# What is required
Look through the records below for the line with "Fixes issue #97" and the line with "- [x] Verify and/or", then return those lines and all lines between, exactly.

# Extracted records

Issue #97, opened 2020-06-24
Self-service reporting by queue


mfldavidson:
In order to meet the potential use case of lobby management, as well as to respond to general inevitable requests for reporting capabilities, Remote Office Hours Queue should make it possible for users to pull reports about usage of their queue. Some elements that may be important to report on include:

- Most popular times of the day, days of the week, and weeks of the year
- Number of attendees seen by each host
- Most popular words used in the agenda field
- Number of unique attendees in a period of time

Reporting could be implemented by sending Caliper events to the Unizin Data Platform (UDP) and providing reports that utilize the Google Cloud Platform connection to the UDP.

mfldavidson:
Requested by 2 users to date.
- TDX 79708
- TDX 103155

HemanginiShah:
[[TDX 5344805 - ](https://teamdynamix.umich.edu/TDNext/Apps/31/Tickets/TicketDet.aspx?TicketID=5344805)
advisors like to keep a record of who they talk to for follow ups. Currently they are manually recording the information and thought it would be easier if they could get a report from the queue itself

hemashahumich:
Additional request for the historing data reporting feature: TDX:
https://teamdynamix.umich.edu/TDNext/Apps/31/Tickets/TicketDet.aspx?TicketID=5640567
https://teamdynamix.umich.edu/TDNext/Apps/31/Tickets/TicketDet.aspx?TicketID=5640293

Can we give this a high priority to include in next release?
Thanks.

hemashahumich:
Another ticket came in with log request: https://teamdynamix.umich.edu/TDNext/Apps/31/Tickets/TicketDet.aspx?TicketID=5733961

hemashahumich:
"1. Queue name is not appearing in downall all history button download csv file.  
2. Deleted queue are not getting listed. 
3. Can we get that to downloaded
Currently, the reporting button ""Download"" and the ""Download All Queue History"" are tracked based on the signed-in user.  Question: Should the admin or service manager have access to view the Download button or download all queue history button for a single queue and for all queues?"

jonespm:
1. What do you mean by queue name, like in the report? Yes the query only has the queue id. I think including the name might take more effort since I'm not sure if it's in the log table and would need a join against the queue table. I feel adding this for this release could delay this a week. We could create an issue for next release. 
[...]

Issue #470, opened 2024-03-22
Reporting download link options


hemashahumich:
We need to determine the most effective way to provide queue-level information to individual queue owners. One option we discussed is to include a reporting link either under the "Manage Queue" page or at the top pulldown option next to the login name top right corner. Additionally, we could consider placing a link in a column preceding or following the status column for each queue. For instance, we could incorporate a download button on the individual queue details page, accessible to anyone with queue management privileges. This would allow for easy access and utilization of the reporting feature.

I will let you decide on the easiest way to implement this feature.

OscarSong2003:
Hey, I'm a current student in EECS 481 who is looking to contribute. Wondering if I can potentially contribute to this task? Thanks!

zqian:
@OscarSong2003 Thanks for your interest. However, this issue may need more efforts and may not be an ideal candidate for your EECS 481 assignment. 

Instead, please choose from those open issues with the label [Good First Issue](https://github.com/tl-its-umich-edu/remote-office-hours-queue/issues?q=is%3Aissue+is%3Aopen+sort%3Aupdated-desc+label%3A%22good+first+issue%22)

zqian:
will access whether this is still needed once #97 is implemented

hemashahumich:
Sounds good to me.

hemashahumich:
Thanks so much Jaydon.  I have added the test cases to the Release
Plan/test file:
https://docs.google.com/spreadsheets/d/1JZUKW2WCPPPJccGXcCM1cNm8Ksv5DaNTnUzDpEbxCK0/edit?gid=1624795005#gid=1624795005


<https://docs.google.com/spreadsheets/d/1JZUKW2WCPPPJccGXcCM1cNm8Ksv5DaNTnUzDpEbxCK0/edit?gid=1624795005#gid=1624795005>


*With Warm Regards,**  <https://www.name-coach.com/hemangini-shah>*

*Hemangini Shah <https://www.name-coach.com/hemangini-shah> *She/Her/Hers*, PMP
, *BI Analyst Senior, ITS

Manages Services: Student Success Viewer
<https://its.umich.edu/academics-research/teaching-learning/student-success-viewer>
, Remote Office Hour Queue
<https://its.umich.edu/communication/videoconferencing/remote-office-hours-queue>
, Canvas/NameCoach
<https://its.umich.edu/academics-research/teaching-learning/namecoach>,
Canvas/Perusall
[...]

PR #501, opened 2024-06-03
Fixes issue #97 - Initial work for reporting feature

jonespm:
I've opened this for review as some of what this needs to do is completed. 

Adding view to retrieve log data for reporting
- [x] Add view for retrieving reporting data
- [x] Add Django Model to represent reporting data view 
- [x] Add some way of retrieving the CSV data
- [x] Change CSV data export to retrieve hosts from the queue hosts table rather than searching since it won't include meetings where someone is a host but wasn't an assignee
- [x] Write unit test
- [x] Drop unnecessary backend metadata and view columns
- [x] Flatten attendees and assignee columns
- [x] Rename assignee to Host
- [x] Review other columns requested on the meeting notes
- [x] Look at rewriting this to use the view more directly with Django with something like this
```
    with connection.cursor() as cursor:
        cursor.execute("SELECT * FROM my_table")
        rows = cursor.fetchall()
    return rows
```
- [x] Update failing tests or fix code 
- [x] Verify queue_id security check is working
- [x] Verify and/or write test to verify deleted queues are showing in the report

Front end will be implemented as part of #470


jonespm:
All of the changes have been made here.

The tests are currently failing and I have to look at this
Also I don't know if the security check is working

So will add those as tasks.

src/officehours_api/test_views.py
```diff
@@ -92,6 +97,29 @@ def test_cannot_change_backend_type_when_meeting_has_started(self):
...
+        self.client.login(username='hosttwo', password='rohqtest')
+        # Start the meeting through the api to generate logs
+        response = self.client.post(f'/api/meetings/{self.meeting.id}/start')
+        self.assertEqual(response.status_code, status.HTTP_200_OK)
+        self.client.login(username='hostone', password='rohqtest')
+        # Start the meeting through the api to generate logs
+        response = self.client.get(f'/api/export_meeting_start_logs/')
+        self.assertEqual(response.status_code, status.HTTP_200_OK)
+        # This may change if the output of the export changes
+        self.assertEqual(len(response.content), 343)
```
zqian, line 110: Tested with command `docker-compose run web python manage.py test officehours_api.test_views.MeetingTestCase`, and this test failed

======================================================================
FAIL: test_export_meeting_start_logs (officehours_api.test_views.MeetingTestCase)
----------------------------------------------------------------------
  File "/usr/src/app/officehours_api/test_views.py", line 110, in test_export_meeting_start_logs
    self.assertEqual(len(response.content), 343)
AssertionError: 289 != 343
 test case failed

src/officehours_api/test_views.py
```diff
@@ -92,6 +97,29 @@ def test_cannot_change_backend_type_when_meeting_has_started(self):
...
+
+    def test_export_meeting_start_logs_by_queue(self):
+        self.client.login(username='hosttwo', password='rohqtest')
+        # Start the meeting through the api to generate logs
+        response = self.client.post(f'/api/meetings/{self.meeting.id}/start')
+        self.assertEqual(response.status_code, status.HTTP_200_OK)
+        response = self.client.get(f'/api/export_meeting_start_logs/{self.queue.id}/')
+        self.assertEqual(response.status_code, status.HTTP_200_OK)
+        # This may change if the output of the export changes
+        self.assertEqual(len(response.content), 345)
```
==
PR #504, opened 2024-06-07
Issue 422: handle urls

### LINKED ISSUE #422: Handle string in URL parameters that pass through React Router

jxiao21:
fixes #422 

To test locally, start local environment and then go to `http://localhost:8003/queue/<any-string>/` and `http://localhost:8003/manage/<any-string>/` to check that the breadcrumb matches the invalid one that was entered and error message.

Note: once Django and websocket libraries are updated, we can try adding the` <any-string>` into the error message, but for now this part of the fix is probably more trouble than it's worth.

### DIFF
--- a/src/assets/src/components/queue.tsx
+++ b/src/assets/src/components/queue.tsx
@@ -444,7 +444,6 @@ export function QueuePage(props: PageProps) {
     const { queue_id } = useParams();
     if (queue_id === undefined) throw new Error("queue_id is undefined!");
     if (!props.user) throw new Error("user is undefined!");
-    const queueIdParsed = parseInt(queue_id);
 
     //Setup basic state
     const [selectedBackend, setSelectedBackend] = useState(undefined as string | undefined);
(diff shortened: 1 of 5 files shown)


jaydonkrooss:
==
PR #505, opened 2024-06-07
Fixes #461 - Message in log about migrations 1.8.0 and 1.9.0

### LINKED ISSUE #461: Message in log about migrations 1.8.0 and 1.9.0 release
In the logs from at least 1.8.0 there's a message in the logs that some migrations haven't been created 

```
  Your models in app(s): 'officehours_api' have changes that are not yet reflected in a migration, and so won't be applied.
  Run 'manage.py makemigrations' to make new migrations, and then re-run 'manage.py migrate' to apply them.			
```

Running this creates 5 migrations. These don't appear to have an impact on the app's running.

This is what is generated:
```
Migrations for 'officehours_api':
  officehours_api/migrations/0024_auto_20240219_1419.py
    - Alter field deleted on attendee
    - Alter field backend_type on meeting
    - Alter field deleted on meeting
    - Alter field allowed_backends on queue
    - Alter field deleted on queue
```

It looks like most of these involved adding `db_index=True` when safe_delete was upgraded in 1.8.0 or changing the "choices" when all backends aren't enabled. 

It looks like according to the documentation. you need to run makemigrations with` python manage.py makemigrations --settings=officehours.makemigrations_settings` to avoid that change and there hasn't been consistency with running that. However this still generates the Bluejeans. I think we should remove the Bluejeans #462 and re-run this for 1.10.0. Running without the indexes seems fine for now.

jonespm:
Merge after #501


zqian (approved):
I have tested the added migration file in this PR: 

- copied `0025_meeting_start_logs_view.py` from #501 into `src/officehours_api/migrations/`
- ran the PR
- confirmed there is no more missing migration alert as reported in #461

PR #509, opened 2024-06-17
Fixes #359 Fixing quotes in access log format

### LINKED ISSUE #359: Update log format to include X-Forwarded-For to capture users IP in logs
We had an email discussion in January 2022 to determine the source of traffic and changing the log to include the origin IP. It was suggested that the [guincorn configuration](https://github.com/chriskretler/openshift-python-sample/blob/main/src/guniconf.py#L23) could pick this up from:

# Response to the exercise
Fixes issue #97 - Initial work for reporting feature

jonespm:
I've opened this for review as some of what this needs to do is completed. 

Adding view to retrieve log data for reporting
- [x] Add view for retrieving reporting data
- [x] Add Django Model to represent reporting data view 
- [x] Add some way of retrieving the CSV data
- [x] Change CSV data export to retrieve hosts from the queue hosts table rather than searching since it won't include meetings where someone is a host but wasn't an assignee
- [x] Write unit test
- [x] Drop unnecessary backend metadata and view columns
- [x] Flatten attendees and assignee columns
- [x] Rename assignee to Host
- [x] Review other columns requested on the meeting notes
- [x] Look at rewriting this to use the view more directly with Django with something like this
```
    with connection.cursor() as cursor:
        cursor.execute("SELECT * FROM my_table")
        rows = cursor.fetchall()
    return rows
```
- [x] Update failing tests or fix code 
- [x] Verify queue_id security check is working
- [x] Verify and/or write test to verify deleted queues are showing in the report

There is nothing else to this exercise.